2. Carbon Dioxide Transport: In addition to transporting oxygen, haemoglobin
also aids in the removal of carbon dioxide from tissues. Carbon dioxide
produced during cellular metabolism diffuses into the bloodstream and is
transported back to the lungs. In the blood, carbon dioxide binds to haemoglobin
and is carried back to the lungs where it is released and exhaled.
3. Buffering Capacity: Haemoglobin acts as a buffer against changes in
blood pH by binding to hydrogen ions (H+) released during cellular metabolism.
This helps maintain the blood's pH within a narrow range, ensuring optimal
conditions for cellular function and metabolic processes.

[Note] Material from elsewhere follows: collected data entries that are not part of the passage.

PR #656, opened 2021-03-19
Aleth networking code upgrade + fixes and improvements in our networking code

02p01r:
TBD

Also see https://github.com/Taraxa-project/taraxa-aleth/pull/10

This PR introduces https://github.com/Taraxa-project/taraxa-node/issues/695


src/consensus/pbft_manager.hpp
```diff
@@ -145,8 +145,7 @@ class PbftManager {
   std::shared_ptr<VoteManager> vote_mgr_ = nullptr;
   std::shared_ptr<PbftChain> pbft_chain_ = nullptr;
   std::shared_ptr<DagManager> dag_mgr_ = nullptr;
-  std::shared_ptr<Network> network_ = nullptr;
-  std::shared_ptr<TaraxaCapability> capability_ = nullptr;
+  util::WeakRef<Network> network_;
   std::shared_ptr<DagBlockManager> dag_blk_mgr_;
```
justinsnapp, line 149: Why not initialize these as well to nullptr?

02p01r: 1) That `= nullptr` stuff is redundant and should be cleaned up 
2) WeakRef, which I wrote, is not like std library smart pointers. I didn't create conversion rules/constructors for pointers, including nullptr.  @justinsnapp

tests/network_test.cpp
```diff
@@ -44,10 +44,8 @@ struct NetworkTest : BaseTest {};
 // Test creates two Network setup and verifies sending block
 // between is successfull
 TEST_F(NetworkTest, transfer_block) {
-  std::shared_ptr<Network> nw1(
-      new taraxa::Network(g_conf1->network, g_conf1->chain.dag_genesis_block.getHash().toString(), addr_t()));
-  std::shared_ptr<Network> nw2(
-      new taraxa::Network(g_conf2->network, g_conf2->chain.dag_genesis_block.getHash().toString(), addr_t()));
+  std::unique_ptr<Network> nw1(new taraxa::Network(g_conf1->network));
+  std::unique_ptr<Network> nw2(new taraxa::Network(g_conf2->network));
```
JakubFornadel, line 49: please use make_unique. "New" is not really part of modern c++ anymore...

src/network/taraxa_capability.hpp
```diff
@@ -103,68 +103,31 @@ class TaraxaPeer : public boost::noncopyable {
...
   void syncPeerPbft(NodeID const &_nodeID, unsigned long height_to_sync);
   void restartSyncingPbft(bool force = false);
   void delayedPbftSync(NodeID _nodeID, int counter);
   std::pair<bool, blk_hash_t> checkDagBlockValidation(DagBlock const &block);
-  bool interpretCapabilityPacket(NodeID const &_nodeID, unsigned _id, RLP const &_r) override;
-  bool interpretCapabilityPacketImpl(NodeID const &_nodeID, unsigned _id, RLP const &_r);
+  void interpretCapabilityPacket(NodeID const &_nodeID, unsigned _id, RLP const &_r) override;
+  void interpretCapabilityPacket_(NodeID const &_nodeID, unsigned _id, RLP const &_r);
+  void interpretCapabilityPacketImpl(NodeID const &_nodeID, unsigned _id, RLP const &_r);
   void onDisconnect(NodeID const &_nodeID) override;
```
JakubFornadel, line 131: Can we refactor these names to something meaningful ? Functions/variables names should be as self explanatory as possible. I would have absolutely no clue what might be difference between these 3 methods when named interpretCapabilityPacket, interpretCapabilityPacket_  and interpretCapabilityPacketImpl...

src/network/taraxa_capability.cpp
```diff
@@ -70,29 +115,41 @@ std::pair<bool, blk_hash_t> TaraxaCapability::checkDagBlockValidation(DagBlock c
...
+    insertPeer(_nodeID, std::make_shared<TaraxaPeer>(_nodeID));
+    sendStatus(_nodeID, true);
+  });
+}
 
-  insertPeer(_nodeID, std::make_shared<TaraxaPeer>(_nodeID));
-  sendStatus(_nodeID, true);
+void TaraxaCapability::interpretCapabilityPacket(NodeID const &_nodeID, unsigned _id, RLP const &_r) {
+  ba::post(io_service_, [=, bb = _r.data().toBytes()] {
+    RLP r(bb);
```
JakubFornadel, line 130: bb ? what does that mean ? Isn't it possible to simply copy _r, e.g. [packet_rlp = _r] ?

src/util/thread_pool.hpp
```diff
@@ -0,0 +1,41 @@
...
+
+  auto &unsafe_get_io_context() { return ioc_; }
+
+  void start();
+  void stop();
+
+  template <typename... T>
+  auto post(T &&... args) {
+    return boost::asio::post(ioc_, std::forward<T>(args)...);
+  }
```
JakubFornadel, line 30: Why put half of the class methods definitions into the cpp and half leave in header ?

src/util/thread_pool.hpp
```diff
@@ -0,0 +1,41 @@
...
+
+ public:
+  explicit ThreadPool(size_t num_threads, bool _start = true);
+  ~ThreadPool();
+
+  ThreadPool(ThreadPool const &) = delete;
+  ThreadPool &operator=(ThreadPool const &) = delete;
+
+  auto &unsafe_get_io_context() { return ioc_; }
+
```
JakubFornadel, line 23: I Dont think this is a good design. I went through code how you use this threadpool and it is widely used just by accessing io_service, which is retrieved by reference from this method... Then this io_context is sent to the generic boost::asio::post methods and it is very unclear that tasks are actually going to be processed by this threadpool. I had to track down where is that io_service from and found out that  you sent reference to io_context to the taraxa)capability constructor and then use post methos from util/boost_asio.hpp... It is just too complicated. Why not just sent this threadpool to the taraxa-capability and use post methods on it ? io_context should be totally encapsulated inside with no option to access it but class methods

src/network/network.cpp
```diff
@@ -7,201 +7,219 @@
...
+  if (!network_file_.empty()) {
+    networkData = contents(network_file_.string());
+  }
+  if (!networkData.empty()) {
+    host_ = std::make_shared<dev::p2p::Host>(net_version, net_conf, move(taraxa_net_conf), &networkData);
+  } else {
+    host_ = std::make_shared<dev::p2p::Host>(net_version, makeENR(key, net_conf), net_conf, move(taraxa_net_conf));
+  }
+  taraxa_capability_ = std::make_shared<TaraxaCapability>(*host_, tp_.unsafe_get_io_context(), conf_, db, pbft_mgr,
+                                                          pbft_chain, vote_mgr, next_votes_mgr, dag_mgr, dag_blk_mgr,
```
JakubFornadel, line 83: just use reference to tp_ inside TaraxaCapability instead f io_context. Much cleaner and easier to understand

src/network/network.cpp
```diff
@@ -7,201 +7,219 @@
...
+  }
+  assert(!host_->isStarted());
+  host_->start();
+  if (!boot_nodes_.empty()) {
+    for (auto const &[k, v] : boot_nodes_) {
+      host_->addNode(k, v);
+    }
+    // Every 30 seconds check if connected to another node and refresh boot nodes
+    util::post_periodic(tp_.unsafe_get_io_context(), {30000}, [this] {
+      // If node count drops to zero add boot nodes again and retry
```
JakubFornadel, line 114: post_periodic should be rather threadpool method and it would be obvious that it is processed by threadpool

src/network/network.cpp
```diff
@@ -7,201 +7,219 @@
...
+    LOG(log_dg_) << "On new block verified:" << blk->getHash().toString();
+  });
 }
 
-void Network::sendTransactions(NodeID const &id, std::vector<taraxa::bytes> const &transactions) {
-  taraxa_capability_->sendTransactions(id, transactions);
-  LOG(log_dg_) << "Sent transactions:" << transactions.size();
+void Network::onNewTransactions(std::vector<taraxa::bytes> transactions) {
+  tp_.post([=, transactions = std::move(transactions)] {
+    taraxa_capability_->onNewTransactions(transactions, true);
```
JakubFornadel, line 153: all  uitl::post_periodic and ba::post calls inside tarxa capability might be replaced by   tp_.pos and  tp_.pos_periodic

src/network/taraxa_capability.cpp
```diff
@@ -70,29 +115,41 @@ std::pair<bool, blk_hash_t> TaraxaCapability::checkDagBlockValidation(DagBlock c
 }
 
 void TaraxaCapability::onConnect(NodeID const &_nodeID, u256 const &) {
-  LOG(log_nf_) << "Node " << _nodeID << " connected";
-  cnt_received_messages_[_nodeID] = 0;
-  test_sums_[_nodeID] = 0;
+  ba::post(io_service_, [=] {
+    LOG(log_nf_) << "Node " << _nodeID << " connected";
```
JakubFornadel, line 119: tp_.post...

src/util/boost_asio.hpp
```diff
@@ -0,0 +1,42 @@
+#pragma once
+
```
JakubFornadel, line 2: This whole file is basically unnecessary. If you add post_periodic function to the the threadpool and send threadpool object into the taraxa capability by reference, this can be deleted

JakubFornadel:
I think Oleh did a great job especially with taraxa-aleth merging, but I find this design around the new thread pool pretty much over complicated. It could be much cleaner, easier to read and also easier to use - read my comments in code

src/network/taraxa_capability.cpp
```diff
@@ -130,499 +187,495 @@ bool TaraxaCapability::interpretCapabilityPacket(NodeID const &_nodeID, unsigned
...
+        LOG(log_dg_pbft_sync_) << "Syncing PBFT is completed";
+        // We are pbft synced with the node we are connected to but
+        // calling restartSyncingPbft will check if some nodes have
+        // greater pbft chain size and we should continue syncing with
+        // them
+        restartSyncingPbft(true);
+        // We are pbft synced, send message to other node to start
+        // gossiping new blocks
+        if (!syncing_) {
+          sendSyncedMessage();
```
gaoqi8649, line 632: The synced message will clean up peer clearAllKnownBlocksAndTransactions.
Why need to clear all DAG blocks and transactions?
This is inside PbftBlockPacket. Why don't clear PBFT blocks and votes?

02p01r:
@JakubFornadel All right, I agree with your comments about the cosmetics, but I think you are not fair to demand a refactoring of the old code (some of your comments indicate the demand).
The thread pool comments make sense, and I also considered this after I made this PR, but I thought it could be done separately.
I have a more general idea of what to do with the threadpool/post/post_periodic API; just putting it all inside threadpool is not good enough for me.

src/util/thread_pool.hpp
02p01r: This is a tip of an iceberg. I copied this code from the branch I'm working on in parallel, and there `unsafe_get_io_context` is justified, because I use the thread pool class as a unified scheduler, and unfortunately some our dependencies can only work with `io_context` interface. I called it `unsafe....` precisely to suggest that it is bad but we have to live with it.

src/util/thread_pool.hpp
02p01r: The templated methods should be in headers (read the basics to find why).
For the rest, I kind of agree, except I think leaving one-liners in headers is not too bad (depends on how much template expansions that might trigger).
The answer to your question - because it's not a huge problem, and because it's more convenient to work with logically same code in one file than in two files, I usually first write everything in header, but then sometimes forget to extract to .cpp file when I'm done with it.

tests/network_test.cpp
02p01r: Again, you demand that I refactor the old code. The moral aspect here is: if I do it - I'm a good person, but I'm not required to do it. And I actually do it quite often, but not *always*

src/network/taraxa_capability.hpp
02p01r: This is a demand to refactor the old code

src/network/taraxa_capability.cpp
02p01r: bb - ByteBuffer. Simply copying the RLP object will be a bug, because RLP is a reference type. I thought it is quite clear what that variable represents. What is your suggestion? `rlp_bytes`? `_r_bytes`?

src/network/taraxa_capability.cpp
02p01r: I think this change is obsolete, I never wrote that code, perhaps this was displayed as a diff because at some point this branch diverged from develop

02p01r:
So again on the threadpool comments - I see that the net result looks weird, but this is because that code underwent evolution, and because I'm going to follow up on the networking code soon again, I thought it's fine to postpone the improvements, similar to what you suggest

justinsnapp (approved):

justinsnapp (approved):
Not perfect, but a significant improvement over current develop branch, so lets work from this going forward!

4. Regulation of Nitric Oxide: Haemoglobin also plays a role in
regulating the levels of nitric oxide (NO) in the bloodstream. Nitric oxide is
a vasodilator that helps relax blood vessels, improving blood flow and oxygen
delivery to tissues. Haemoglobin can bind to and scavenge nitric oxide,
modulating its availability and regulating vascular tone and blood pressure.
5. Heme Recycling: Haemoglobin turnover in the body involves the
breakdown of aged or damaged red blood cells by macrophages in the spleen and
liver. The heme groups released during this process are broken down further
into biliverdin, bilirubin, and iron. Bilirubin is then excreted by the liver
into bile, while iron is recycled and used for the synthesis of new haemoglobin
molecules.
Understanding the
structure and functions of haemoglobin is essential for comprehending oxygen
transport, carbon dioxide exchange, and the regulation of blood pH and vascular
tone. Disruptions in haemoglobin structure or function can lead to various
disorders, including anemia, hemoglobinopathies (such as sickle cell disease),
and conditions affecting oxygen delivery to tissues.